I have been looking into getting a leopard gecko for about a month now. I have looked up a couple dozen sites, and hundreds of posts from everything to what to feed them to substrates to put them on. One thing I have been looking for an answer to, with no luck, is if a leopard gecko can be put on paper guinea pig/hamster bedding. They are large peices that a leopard gecko wouldnt be able to eat, even if a leopard gecko tried to eat it intentionally, so I highly doubt that it would risk any chance of impaction. I feed my bearded dragon in another container and plan to do the same with my leopard gecko also. 

Carefresh Pet Bedding - Carefresh Small Animal Bedding Available Online at petco.com Animal_1-_-Carefresh%20Natural%20Pet%20Bedding-3370
Is the link to the type of bedding I am asking about.

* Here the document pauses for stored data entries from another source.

PR #637, opened 2017-04-05
Relax node & npm engine version constraits to anything greater

himdel:
Right now, we depend exactly on node 6.9.1 and npm 3.10.3, which doesn't make much sense.

Adding a `>=` to the version constraint.

An alternative would be to use the tilde `~ 6.9.1`, but.. this makes sense for dependencies, but maybe not so much for engines. (We're not expecting node 8 to break stuff.)

Should fix the docker build `error manageiq-api-mock@1.0.0: The engine "node" is incompatible with this module. Expected version "6.9.1".`

Cc @bdunne, @simaishi


himdel:
(Same change as https://github.com/ManageIQ/manageiq-api-mock/pull/3)

chriskacerguis:
@himdel I would think that we would want to required an exact version to avoid any potential issues with node getting upgraded without us knowing it?  Thoughts?

himdel:
Well, I disagree, and not only because there's no such RPM for that specific version :).

If you want to be extra sure, I can change that to the tilde, so that we depend on `6.9.*` instead of anything greater. But then we'll need to change that to `~6.9.1 | ~7.0.0 | ~8.0.0` once people start using those..

Mostly, I don't see the point, if you look at https://nodejs.org/en/blog/release/v7.0.0/, doesn't seem like there's any breaking changes in version 7, and .. well, unless you do somethign weird, any node version will do.

chalettu:
I think dot revisions within the same major point versions of node is acceptable but not just a blanket >=.  Forward versions of node could possibly break things or create incompatibility with dependencies we have.

himdel:
Allright, changed to tildes, but please keep this updated for future builds :).

chriskacerguis:
@himdel makes sense to me.

chriskacerguis:
@chalettu I get what you are saying but @himdel makes a good point about the RPM.  It's just going to be whatever the latest LTS Node is.  So, it really doesn't make sense to use.

himdel:
So.. @chriskacerguis I guess it's up to you.. tilde or `>=`? :)

Either should fix the build for now :)

chalettu:
Thinking more about it, we would probably catch any issue before it arises downstream so I think we would be safe for the most part.  Its probably fine to relax to relax it.  We can always lock it back down should an issue ever arise.

chriskacerguis:
@himdel I'd go with >=

Let's give @AllenBW and @jjlangholtz a chance to respond.

himdel:
Ok, changed back to `>=` for now, we can always restore f87d47b2 again :).

himdel:
@miq-bot add_label fine/yes

(gitter [April 5, 2017 3:13 PM](https://gitter.im/ManageIQ/manageiq/ui?at=58e509a38fcce56b20d1e33b))

simaishi:
Fine backport details:

```
$ git log -1
commit 0fdf0a487b0c091601fcdf081d359a3849f80b4e
Date:   Wed Apr 5 11:05:06 2017 -0500

    Merge pull request #637 from himdel/node-engine
    
    Relax node & npm engine version constraits to anything greater
    (cherry picked from commit d4ef587465b1ef9f409a44c5a6acb7de56fe16ea)
```

PR #619, opened 2017-03-31
Fix for service dialog being submitted before entry point code on dynamic fields has completed execution

eclarizio:
This fix will simply disable the add to cart button when dynamic fields are processing so that it's not possible to submit the dialog while the automate methods are still running.

https://bugzilla.redhat.com/show_bug.cgi?id=1431688

@jjlangholtz Can you review, please?

/cc @gmcculloug 

@miq-bot add_label bug

PR #668, opened 2017-04-11
[EUWE] Fix for service dialog being submitted before entry point code on dynamic fields has completed execution

eclarizio:
Backport of #619, fixing conflicts from the cherry-pick.

Conflicts were minor, tests were using the incorrect path and the main file that changed in #619 was a different file in Euwe so the changes just needed to be moved over.

/cc @simaishi


simaishi:
@eclarizio can you take a look at the travis error?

Also, would this be usable?
Planet Petco Aspen Wood Bedding for Small Animals - Pet Substrate from petco.com


----------



## Madhouse5 (Jun 6, 2011)

myself i like substrate that is more like there on in the wild , i would say that for leo`s i would not use them i would go with kitchen roll with young geckos then once over a year move onto a rocky substrate using rocks and slate also give them a aria to dig in mix of sand and soil more so if your breeding so i would keep hamster bedding for hamsters not lizards 

hope it helps 

Paul


----------



## awh (Aug 20, 2008)

i would not use either both are not suitable for 
use either lino of floor tiles with the heat mat under them 
i use floor tiles with a few pebbles and a cork half log


----------



## davy27 (Jul 17, 2011)

real slate it has a texture and good with a heat mat i keep both mine on it and it looks nice


----------



## danstar33 (Apr 13, 2012)

I wouldnt reccomend using the hamster bedding, its always better to be safe than sorry. if you go for either a lino mat or floor tiles, i used Pound-Land for my tiles, covering a 4 foot viv for 2.00 with spare bits just incase. i would reccomend giving it a quick wipe over in a sink once a week with a reptile safe disinfectant. there are a few designs, peddbles and mozaics etc, there is a sand one i found that looks really nice.

hope i helped, 
Dan.:2thumb:


----------